Turner Construction Creates New Huntsville Botanical Garden Welcome Center
A community treasure for nearly 30 years, the Huntsville Botanical Garden will soon open a $13 million welcome center, designed to put an iconic new face on the 112-acre year-round Alabama attraction.
“Our goal is to be able to serve our members and visitors as best we can,” says Paula Steigerwald, CEO of the gardens. “We want to offer additional amenities.”
The garden’s attendance, volunteers and memberships continue to grow and demand for event space in the community remains high. Garden leadership identified five projects in its strategic plan. The welcome center was one of those projects. The others included a new entranceway and parking space. The garden also added a trillium collection, now the largest in the country accredited by the Plant Collections Network.
“The architect and contractors all understand what this project means to the community,” Steigerwald says. “They are making something special for the community.”
Design and Construction
Matheny Goldmon Architecture + Interiors of Huntsville designed the 30,000-square-foot, two-story welcome center. It contains a grand hall for 350 seated guests, a carriage house with space for 150 to 200 people, a glass conservatory that seats 50 people, two catering kitchens, office space, a gift shop and café open to the public, and a two-story atrium with a cupola on top.
“It’s dramatically different than what is there now,” reports Lee Holland, Project Executive with Turner Construction Co. in Huntsville.
Turner provided preconstruction services and worked collaboratively with the architects and owner and garden board members, throughout the process.
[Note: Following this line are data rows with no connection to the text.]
Issue #1327, opened 2022-10-23
heap command can't run on Ubuntu18.04 which is a docker container


JD1412:
# heap command can't run on Ubuntu18.04 which is a docker container

## My Environment

I install the pwndbg in a docker container,the Container is based on Ubuntu18.04 system

## My Problem

when I want to debug an ELF file by the heap command,for example heap,bins,Unsortedbin,vis_heap_chunks
the pwndbg give me tips like this

<img width="540" alt="image" src="https://user-images.githubusercontent.com/30342224/197388693-ac02c2a5-8217-4d2e-ad19-59fe61b79aed.png">

so I run the command 

<img width="807" alt="image" src="https://user-images.githubusercontent.com/30342224/197388727-cede1876-37a5-4fb7-9f18-9c8a7402a809.png">

then I run the heap command again 

<img width="881" alt="截屏2022-10-23 19 11 05" src="https://user-images.githubusercontent.com/30342224/197400612-de58b853-03c9-417c-966c-9f22aa25ad16.png">

I have no idea to solve the problem

lebr0nli:
Hi, thanks for reporting the bug!
I guess the hint about the heap heuristic probably misled you.
Could you re-run the `heap` command instead of `set resolve-heap-via-heuristic on` after you `set resolve-heap-via-heuristic on` once, and test if that work for you?
Could you also `set exception-verbose on` and show the full stacktrace when you use the `heap` command?

Thanks!

JD1412:
Oh my god,I found an error in my question,I paste the same picture in different step. I have corrected that mistake.
I try it again.
<img width="890" alt="截屏2022-10-23 23 24 12" src="https://user-images.githubusercontent.com/30342224/197400763-bd1e7e24-1416-40fe-9e53-8bbfac348554.png">

when I run the command `set exception-verbose on`,I got this screenshot
<img width="899" alt="截屏2022-10-23 23 27 39" src="https://user-images.githubusercontent.com/30342224/197400953-a9810a89-76ff-4ed4-a46b-a6fce122af8e.png">

lebr0nli:
@JD1412 , thanks!

I just reproduced this bug on Ubuntu 18.04 docker container now, the error seems occurred because the version of the GDB in the container is less than 9.x(the GDB version in my 18.04 container is 8.1.1), but `gdb.look_up_static_symbol`  required GDB 9.x. Will try to let it supports GDB 8.x without this error, thanks for pointing out this issue!

[...]

PR #1333, opened 2022-10-23
Fix some issues about GDB < 9.x

lebr0nli:
This PR fixes some issues found in #1327 by:

* Return `None` if gdb doesn't have `gdb.lookup_static_symbol` when calling `pwndbg.gdblib.symbol.static_linkage_symbol_address`.

* Skip the tests for `gdb.PARAM_ZUINTEGER_UNLIMITED` if gdb doesn't have this attribute.

* Inform the user to `set exception-* on` when there's an error occurred when running the heap commands.

* A bug fix for `get_heap_boundaries()` of `HeuristicHeap` (found this in the fail test about the heap heuristics in that container)

### DIFF
--- a/pwndbg/gdblib/symbol.py
+++ b/pwndbg/gdblib/symbol.py
@@ -248,12 +248,15 @@ def static_linkage_symbol_address(symbol: str) -> int:
     Get the address for static linkage `symbol`
     """
 
-    # GDB < 9.x does not have `gdb.lookup_static_symbol`
-    if not hasattr(gdb, "lookup_static_symbol"):
-        return None
-
     try:
-        symbol_obj = gdb.lookup_static_symbol(symbol)
+        if hasattr(gdb, "lookup_static_symbol"):
+            symbol_obj = gdb.lookup_static_symbol(symbol)
+        else:
+            # GDB < 9.x does not have `gdb.lookup_static_symbol`
+            # We will fallback to `gdb.lookup_symbol` here, but the drawback is that we might find incorrect symbol if there is a symbol with the same name which is not static linkage
+            # But this is better than just returning None
+            # TODO/FIXME: Find a way to get the static linkage symbol's address in GDB < 9.x
+            symbol_obj = gdb.lookup_symbol(symbol)[0]
         return int(symbol_obj.value().address) if symbol_obj else None
     except gdb.error:
         return None
--- a/pwndbg/gdblib/symbol.py
+++ b/pwndbg/gdblib/symbol.py
@@ -243,14 +243,14 @@ def address(symbol: str) -> int:
 
 @pwndbg.lib.memoize.reset_on_objfile
 @pwndbg.lib.memoize.reset_on_thread
-def static_linkage_symbol_address(symbol):
-    if isinstance(symbol, int):
-        return symbol
+def static_linkage_symbol_address(symbol: str) -> int:
+    """
+    Get the address for static linkage `symbol`
+    """
 
-    try:
-        return int(symbol, 0)
-    except Exception:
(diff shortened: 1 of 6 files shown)


tests/gdb-tests/tests/test_gdblib_parameter.py
```diff
@@ -26,6 +34,10 @@
 def test_gdb_parameter_default_value_works(start_binary, params):
     name_suffix, default_value, displayed_value, optional_kwargs = params
 
+    # GDB < 9.x does not support PARAM_ZUINTEGER_UNLIMITED
+    if name_suffix == "unlimited-zuint" and not optional_kwargs:
+        pytest.skip("GDB < 9.x does not support `gdb.PARAM_ZUINTEGER_UNLIMITED`")
```
disconnect3d: Maybe just: `if not params: pytest.skip("Current GDB version does not support this testcase")` at the top?

pwndbg/gdblib/symbol.py
```diff
@@ -243,14 +243,14 @@ def address(symbol: str) -> int:
...
+    Get the address for static linkage `symbol`
+    """
 
-    try:
-        return int(symbol, 0)
-    except Exception:
-        pass
+    # GDB < 9.x does not have `gdb.lookup_static_symbol`
+    if not hasattr(gdb, "lookup_static_symbol"):
+        return None
```
disconnect3d: Can't we fallback to `gdb.lookup_symbol` in such case? or does this happen elsewhere?

Ideally, we do not want to make this check here and instead e.g. create a function based on GDB version like:
```py
def _get_symbol_address_gdb_9x(...): ...
def _get_symbol_address_gdb_10x(...): ...

static_linkage_symbol_address = _get_symbol_address_gdb_10x if gdb_version >= 10 else _get_symbol_address_gdb_9x
```

lebr0nli: > Can't we fallback to `gdb.lookup_symbol` in such case?

Hmm, yes and no, because `gdb.lookup_symbol` might not have the same results as `gdb.lookup_static_symbol`.

> Ideally, we do not want to make this check here and instead e.g. create a function based on GDB version like:

Yea, I also think what you said will be better, but I didn't find a way to make GDB < 9.x have the same results as `gdb.lookup_static_symbol`

tests/gdb-tests/tests/test_gdblib_parameter.py
lebr0nli: Yes, this looks better.
I'll change it this way.

pwndbg/gdblib/symbol.py
disconnect3d: Iirc the drawback of `gdb.lookup_symbol` is that we may find incorrect symbol, defined as a type in the program code, is that right? Though that won't happen that often.

If this is what it was about, then we should still fallback to `gdb.lookup_symbol` because with the current code we will not find the symbol at all, since we return `None`? Or am I missing something here and this would somehow magically work in the end?

lebr0nli: > Iirc the drawback of `gdb.lookup_symbol` is that we may find incorrect symbol, defined as a type in the program code, is that right? Though that won't happen that often.

Yes, you are right, this is the only drawback of it.

> If this is what it was about, then we should still fallback to `gdb.lookup_symbol` because with the current code we will not find the symbol at all, since we return `None`?

Yeah, it seems better that we fallback to `gdb.lookup_symbol` instead of just returning `None` here, although there's a little drawback. I'll make it fallback to `gdb.lookup_symbol` until we find a better solution.

PR #1335, opened 2022-10-23
Don't install shfmt if running in Docker

gsingh93:


gsingh93:
This works, but I don't think it's worth it. Snaps still take forever to install and take up a large amount disk space. I'll leave things as is, and just manually format scripts after PRs are submitted.

PR #1337, opened 2022-10-24
Port pwntools cyclic into pwndbg

szymex73:
This PR ports the cyclic command from pwntools into a built-in command inside pwndbg allowing for tab completion as well as using gdb expressions during lookups.

The biggest difference from the original command is that the subsequence length now defaults to the architecture pointer size instead of the original 4 by default. This allows for straight-up calling `cyclic -l $rdi` for example without explicitly specifying `-n 8` on x86-64 system.


pwndbg/commands/cyclic.py
```diff
@@ -0,0 +1,88 @@
...
+
+@pwndbg.commands.ArgparsedCommand(parser, command_name="cyclic")
+def cyclic_cmd(alphabet, length, lookup, count):
+    if length:
+        # Convert from gdb.Value
+        length = int(length)
+    else:
+        # Placing the default here as placing it in the arguments
+        # will default to 4 for some reason
+        length = pwndbg.gdblib.arch.ptrsize
```
disconnect3d, line 58: The exact reason for this is that expressions used for default arguments are evaluated right away in the moment when the function is created. You can see this here:
image

And a text form:
```
In [1]: import dis

In [2]: dis.dis('def foo(x=some_func()): pass')
  1           0 LOAD_NAME                0 (some_func)
              2 CALL_FUNCTION            0
              4 BUILD_TUPLE              1
              6 LOAD_CONST               0 (<code object foo at 0x1101c6d40, file "<dis>", line 1>)
              8 LOAD_CONST               1 ('foo')
             10 MAKE_FUNCTION            1 (defaults)
             12 STORE_NAME               1 (foo)
             14 LOAD_CONST               2 (None)
             16 RETURN_VALUE

Disassembly of <code object foo at 0x1101c6d40, file "<dis>", line 1>:
  1           0 LOAD_CONST               0 (None)
              2 RETURN_VALUE
```

As you can see, during the execution of code that defines the function, the default argument is evaluated and so the `some_func()` is called and its result is stored into a tuple with 1 elements (`BUILD_TUPLE 1`), then the actual code of the function is loaded and the function is created with its default arguments and then it is stored in `foo` name.

This is often called a "mutable defaults arguments trap". See e.g.:
```py
In [12]: def bar(x, y=[]):
    ...:     y.append(x)
    ...:     return y
    ...:

In [13]: bar(1)
Out[13]: [1]

In [14]: bar(2)
Out[14]: [1, 2]

In [15]: bar(3)
Out[15]: [1, 2, 3]
```

pwndbg/commands/cyclic.py
```diff
@@ -0,0 +1,88 @@
...
+
+    if lookup:
+        lookup = pwndbg.commands.fix(lookup, sloppy=True)
+
+        if type(lookup) in [gdb.Value, int]:
```
disconnect3d, line 63: You should usually use `isinstance(obj, type_or_types)` but this is fine as it matches EXACT type; `isinstance` would match across inheritance

pwndbg/commands/cyclic.py
disconnect3d: Can we change the comment since we know the exact reason?

pwndbg/commands/cyclic.py
```diff
@@ -0,0 +1,88 @@
...
+        elif type(lookup) is str:
+            lookup = bytes(lookup, "utf-8")
+
+        if len(lookup) != length:
+            print(message.error(f"Lookup pattern must be {length} bytes"))
+            return
+
+        print(message.notice(f"Lookup value: {str(lookup)}"))
+
+        if not all(c in alphabet for c in lookup):
```
disconnect3d:
```suggestion
        if any(c not in alphabet for c in lookup):
```

This way, we don't process all the lookup string characters and instead we stop on the first incorrect one

pwndbg/commands/cyclic.py
szymex73: The comment was more about the fact it resolves to `4` rather than why it's set to a static value since I couldn't find that out, but I see the point. Will change that.

pwndbg/commands/cyclic.py
szymex73: Will keep that in mind in the future :)

pwndbg/commands/cyclic.py
```diff
@@ -0,0 +1,86 @@
...
+    "--alphabet",
+    metavar="charset",
+    default=string.ascii_lowercase,
+    type=str.encode,
+    help="The alphabet to use in the cyclic pattern",
+)
+
+parser.add_argument(
+    "-n",
+    "--length",
```
gsingh93, line 25: Minor thing, length is a confusing name for this argument, as the pwntools cyclic function uses this as the total length to generate. Maybe something like `subseq_len` would be better here, but open to other suggestions.

pwndbg/commands/cyclic.py
gsingh93: It's because in init.py we load the commands before gdblib, so the arch is not set until later.

This was unintentional, I'll check if I can flip the order without breaking things (the current situation is at least better than the old one, where all imports were alphabetical so commands would get initialized in the middle of other modules being initialized).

“All team players were at the table as the design was developing,” Holland recalls. “That is our preference on any project. We are proponents of everyone working together. This project has been a huge team effort with collaboration and open discussion.”
That teamwork continued after construction began in January 2016. Turner used Lean Construction best practices, including Last Planner Scheduling.
“It has gone well,” Steigerwald says. “Lee has pulled a team together that has been able to coordinate every aspect.”
Safety remains a priority. Turner asked all subcontractors to use scissor lifts or single personnel lifts to reduce the use of ladders and their associated risks. All stored materials are on pallets or on racks to keep a clean jobsite and, therefore, reduce the risk of injuries. “A clean jobsite is a safe jobsite,” Holland says.
Additionally, with some materials having a long lead time for production, Turner did not want items on the jobsite where they could be inadvertently damaged, since it would not be easy to replace them. “This project entails just about every type of construction possible,” Holland says.
The welcome center has a structural steel frame on a concrete foundation, resting on geopiers. The roof combines a metal-truss system, a light membrane roof on another section, architectural shingles and a glass ceiling on the conservatory. The ceiling was constructed on site and lifted into place with a crane.
The exterior includes brick, stone and cast stone. The building features miles of trim work on the exterior and interior. Turner is self-performing some of the exterior trim and has hired a subcontractor to handle the interior trim.
All work, including utility relocations, took place while the gardens remained open for business. “We were the guests,” Holland says. “We tried to be as self-contained as we could.”
“What makes this special is it’s the community’s garden,” Holland says. “It’s been a community coming together with fundraising and ideas.”
With that in mind, Turner leadership brought together a team to build the project with not only the construction skills but also years of experience and the ability to manage and work well with people and communicate to ensure the project’s success. Company team members routinely give tours of the project to volunteers, community leaders and board members.
“It’s high visibility,” Holland adds. “We are making sure all of the people who have played a part in the project have an opportunity to see it and experience the construction.”
Turner hired local subcontractors wherever possible. Turner, and its predecessor Universal Construction, has been in Huntsville for more than 60 years and has built many of the federal, industrial and commercial buildings in the region. After World War II, Huntsville grew as a defense, space and research community.
“It’s a unique market and our people have a unique skill set and are talented people with experience,” Holland says. “We take a lot of pride in being a part of this project.”
Turner invited students from the Limestone County Technical School to visit the jobsite. About 50 students learned about safety on a construction project and met with representatives of various skilled trade workers who discussed what they do and how they became interested in their field of expertise.
“We tried to set it up as fun and educational and thought it would help the high school students think about what they want to do in the future,” Holland explains. “It was fun for us and the subcontractors.”
Turner and the garden have celebrated many project milestones and held a groundbreaking ceremony in January 2016 and a topping out ceremony in September, when the iconic cupola was placed on the building. The event went smoothly with donors, board members and community leaders in attendance.
The project is on track for a March 2017 finish.
“It’s been a wonderful experience getting to know the volunteers, the garden leadership, and the board members,” Holland says. “It’s become a personal project for our team. Many of us are natives of Huntsville. The garden is special to a lot of people.”